Ronald Angutoko, an environmental engineer with Total E&P to said Uganda is expected to generate 200,000 to 300,000 tonnes of toxic oil waste throughout the entire lifespan of the petroleum industry, which is currently estimated at between 25 and 30 years. Nema’s capacity to handle such volumes of waste has been questioned.
Oil waste management was a centre of a discussion at the 1st Petroleum Industry Environmental Management Conference held at Speke Resort Munyonyo last week. Norwegian Petroleum Academy (NPA) and its local subsidiary Rtenn, National Environment Management Authority (Nema), Uganda Bureau of Standards (UNBS) and ActionAid Uganda organised the conference.
Jo Lien, the vice-president of Norwegian Petroleum Academy, said although the oil waste that is estimated to be generated may look little, it is likely to have a huge impact on the environment if it is not well handled.
“If you divide 300,000 tonnes of waste into what a truck can actually carry, it can come to several trucks of waste on a daily basis, meaning that many trucks are expected to be moving in the park, something that is likely to scare away animals. So, all these need to be managed well,” he told The Observer at the sidelines of the conference.

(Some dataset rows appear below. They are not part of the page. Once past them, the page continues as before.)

PR #1437, opened 2021-01-17
Skip recording the un-modeled LIMIT operating unit

malin1993ml:
We don't model the LIMIT operating unit since it does not have its own operator. But we still record this OpUnit in the `OperatingUnitRecorder`, which causes inference error unless we skip it manually. This PR skips recording the LIMIT OpUnit in `OperatingUnitRecorder`.


17zhangw (approved):
LGTM!

PR #1438, opened 2021-01-18
Add validation check for self-driving knob actions and add dynamic setting to wal_serialization_interval

malin1993ml:
Certain change knob actions may become invalid by exceeding the param min/max value, which can only be known at runtime. This PR adds the runtime check for that.

The PR also adds the ability to dynamically change the `wal_serialization_interval` knob (which has been modeled by the OU models), and removes immutable `wal_persist_threshold` from the `ChangeKnobValueConfig`.


rabbit721 (approved):
LGTM! Thanks for the great work!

Dr Tom Okurut, the executive director of Nema, said the authority had, so far, competently protected the environment. He acknowledged that oil discovery and exploitation in the country had sparked off fear, anxiety, hope as well as loss of land and livelihoods.

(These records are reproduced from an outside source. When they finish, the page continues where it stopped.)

PR #970, opened 2021-11-12
Increased encrypted char fields to text fields

rhysyngsun:
#### Pre-Flight checklist

- [x] Migrations
  - [x] Migration is backwards-compatible with current production code
- [x] Testing
  - [x] Code is tested

N/A

#### What's this PR do?
We discovered in RC that secret keys are larger than 100 chars so we widened this into a text field.

Migrations should run and the app should start


annagav (approved):
👍

PR #1028, opened 2023-01-04
Only upload videos to edx if the collection defines course ID

collinpreston:
#### Pre-Flight checklist

- [x] Testing
  - [x] Code is tested

#### What's this PR do?
Fixes an issue where OVS would attempt to register videos with edx even if the collection the video was uploaded to did not define a course ID.

1. Follow the readme to setup OVS and edx locally.
2. Create a collection but do not define a course ID for the collection.
3. Upload a video to the collection.
4. Verify that the logs for OVS do not show "This video file cannot be added to edX".

It is also worth confirming that you can reproduce the error locally by taking the master branch of OVS and repeating the steps above in order to verify that is  "This video file cannot be added to edX" is output to the OVS logs. 

Also verify that, with a course ID defined for the collection, uploaded videos are registered with edx.

### DIFF
--- a/ui/signals.py
+++ b/ui/signals.py
@@ -93,7 +93,7 @@ def add_video_to_edx(sender, instance, created, **kwargs):
     """
     If a Video was updated with a status of COMPLETE, we can now upload the related VideoFiles.
     """
-    if instance.status == VideoStatus.COMPLETE and instance.collection.edx_course_id is not None:
+    if instance.status == VideoStatus.COMPLETE and instance.collection.edx_course_id != '':
         ovs_tasks.post_video_to_edx.delay(instance.id)
 
 
--- a/ui/signals.py
+++ b/ui/signals.py
@@ -93,7 +93,7 @@ def add_video_to_edx(sender, instance, created, **kwargs):
     """
     If a Video was updated with a status of COMPLETE, we can now upload the related VideoFiles.
     """
-    if instance.status == VideoStatus.COMPLETE:
+    if instance.status == VideoStatus.COMPLETE and instance.collection.edx_course_id is not None:
         ovs_tasks.post_video_to_edx.delay(instance.id)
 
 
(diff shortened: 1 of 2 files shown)


ui/signals.py
```diff
@@ -93,7 +93,10 @@ def add_video_to_edx(sender, instance, created, **kwargs):
     """
     If a Video was updated with a status of COMPLETE, we can now upload the related VideoFiles.
     """
-    if instance.status == VideoStatus.COMPLETE:
+    if (
+        instance.status == VideoStatus.COMPLETE
+        and instance.collection.edx_course_id != ""
```
mbertrand, line 98: `edx_course_id` could be `None`, so might be safer to do this:
```python
and instance.collection.edx_course_id
```

ui/signals_test.py
```diff
@@ -91,11 +92,13 @@ def test_youtube_sync_redo_failed(mocker, video_with_file, status):
     assert mock_delete.call_count == expected_count
 
 
-def test_edx_video_file_signal(mocker):
+@pytest.mark.parametrize("edx_course_id", ["123", ""])
```
mbertrand, line 95:
```python
@pytest.mark.parametrize("edx_course_id", ["123", "", None])
```

ui/signals_test.py
```diff
@@ -106,7 +109,10 @@ def test_edx_video_file_signal(mocker):
     )
     video.status = VideoStatus.COMPLETE
     video.save()
-    patched_edx_task.assert_called_once_with(video.id)
+    if edx_course_id == "":
```
mbertrand, line 112:
```python
if not edx_course_id:
```

mbertrand (changes requested):
` ui.tasks.post_video_to_edx` is still being called because my collection has a `edx_course_id` of `None` instead of ""

ui/signals.py
```diff
@@ -93,7 +93,10 @@ def add_video_to_edx(sender, instance, created, **kwargs):
     """
     If a Video was updated with a status of COMPLETE, we can now upload the related VideoFiles.
```
mbertrand, line 94: "we can now post the video to edx"?

mbertrand (approved):
👍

“Ordinary people in Uganda are not worried by whether oil is going to make them rich or poor but they fear that this oil is going to bring something else, mainly destroy the environment and livelihood,” he said.
Environmental management is one of the key pillars of developing Uganda’s oil, while others are resource and financial management. Okurut said Nema’s mandate is to ensure that exploitation of oil in the Albertine grabben doesn’t negatively impact on Lake Albert’s biodiversity.

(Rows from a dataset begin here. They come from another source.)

Issue #1027, opened 2022-12-23
Can't upload more than 5 files from dropbox


pdpinch:
### Steps to Reproduce

1. Create a new collection
2. Upload the 32 videos from https://www.dropbox.com/sh/27n8kzccjxv7dm1/AADn0oY1V2gjjZXkbuP8gu_Sa?dl=0

### Expected Behavior

- All 32 videos get queued for transcode

### Actual Behavior

- Only 5 videos got queued
- I have to reload the page to see what's been queued

pdpinch:
The number of videos that get queued seems to be variable. On a subsequent attempt, I uploaded 16 and 7 were queued.

pdpinch:
No apparent errors in Sentry, but when I watch in my browser, I see a 504 response from https://video.odl.mit.edu/api/v0/upload_videos/

mbertrand:
I think the [celery task to stream videos to S3 and start transcoding jobs](https://github.com/mitodl/odl-video-service/blob/f4076d2025d5e1db9c0a91c09f141a845b564343/ui/api.py#L49-L52) is not running asynchronously:

```
        # Kick off chained async celery tasks to transfer file to S3, then start a transcode job
        task_result = chain(
            tasks.stream_to_s3.s(video.id), tasks.transcode_from_s3.si(video.id)
        )()
```

The `()` at the end should probably be replaced with `.apply_async()`

pdpinch:
@collinpreston @mbertrand do you think we can close this?

mbertrand:
I think so, it seems to be working well now

PR #1030, opened 2023-01-05
call the celery task as async

collinpreston:
#### Pre-Flight checklist
- [x] Testing
 
https://github.com/mitodl/odl-video-service/issues/1027

#### What's this PR do?
This PR changes the chain of celery tasks, that are called when adding videos, to be asynchronous.  It also removes any dependency on those tasks in the returned response in order to (hopefully) speed up the response from the `upload` endpoint.

1. Have OVS running locally.
2. Have a large number of videos and an empty collection created in OVS.
3. In one operation, select all of your videos from dropbox and add them to your collection.
4. Verify that all of the videos are added to the collection and encoded properly.

I was not able to reproduce the error from the issue when testing locally.  Using the same files I use locally, I can reproduce the error consistently in RC.  I would expect that testing this PR locally should be limited to just ensuring that nothing is broken.  Testing to see whether this change resolves the issue seen in RC and Production will need to wait until this is deployed to those environments.

### DIFF
--- a/ui/api.py
+++ b/ui/api.py
@@ -47,14 +47,13 @@ def process_dropbox_data(dropbox_upload_data):
                 bucket_name=settings.VIDEO_S3_BUCKET,
             )
         # Kick off chained async celery tasks to transfer file to S3, then start a transcode job
-        task_result = chain(
+        chain(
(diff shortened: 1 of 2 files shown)


mbertrand (approved):
LGTM 👍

“Definitely, there will be some change on the environment, but our task is to manage that change and ensure that it is minimal,” he said. He explained that Nigeria’s Niger delta is a perfect example of how oil can lead to loss of livelihood.
Okurut attacked those who were critical of Nema’s capacity to monitor waste management, arguing that their comments were ill-founded. He said it was not by accident that for the last eight years there had been no major environmental incident in the oil industry. He said it had been the authority’s deliberate intervention to stop any impact on the environment. For instance, he said, Nema had ensured successful exploration of oil in the Murchison Falls national park.
“Government made a risky decision and allowed oil exploration in the park. But we issued guidelines that compelled oil companies not to drill at night and switch off all the lights at night to allow animals to mate,” he said. He added that it was Nema that ensured that all oil waste generated in the park is removed from the park and consolidated outside.
Kwaku Ennin, the chief executive officer, Zeal Environmental Technologies Limited (a Ghanaian company that manages oil and other waste in Ghana), said the best way of handling oil waste is to turn it into a business opportunity.
“Don’t look at oil waste as waste; it is money,” he said. He gave the example of Ghana where Zeal Environmental Technologies Limited turned non-toxic oil waste like mud cuttings into bricks, which they later donated to the communities as part of the company’s corporate social responsibility programme.
Kwaku explained that the best way to deal with oil waste was to continue looking at technologies that can turn oil waste into money. Nasser Matovu of Uganda Insurance Association implored oil companies and government to look at insurance as an option in managing the environment. He said risks such as oil spills should be insured.
Total’s Angutoko said it was not proper that oil waste was containerised for so long. Over the years, Nema has grappled with the treatment and disposal of waste. This has led to having it sorted and consolidated at four different sites in the Albert graben, the biggest being at Ngara in Buliisa district.
But Angutoko argues that this is a bad practice as it is associated with many risks. He said containerisation of liquid waste could lead to seepage or toxic gases, which could be emitted into the atmosphere. In addition, it creates a lot of anxiety and fear within the host communities.
He advised that Uganda needed to work towards putting in place a functional oil spill contingent plan, which could be a guide towards responding to a spill as soon it happens. Already, discussions are underway between Nema and relevant stakeholders about drafting an oil spill contingent plan.
The Norwegian ambassador to Uganda, Thorbjorn Gausteather, said oil offers a great opportunity to Uganda because if it is managed well, it would create jobs, improve infrastructure, health and education systems, among others. He called for a public discussion on environmental management of oil and gas.
“Developing these laws, regulations and studies, is one thing; the big problem is enforcement of these laws, standards and regulations,” he emphasized.
“Political will is key in this,” he added.
He said oil companies needed to be responsible to ensure that their activities don’t pollute the environment. He called for cooperation between companies and government over waste management.
He concluded that the task is to strike a delicate balance between oil exploitation and environmental conservation or else have the public will remain in fear over the impact of oil.
“It is a daily fear, which is genuine…” he said.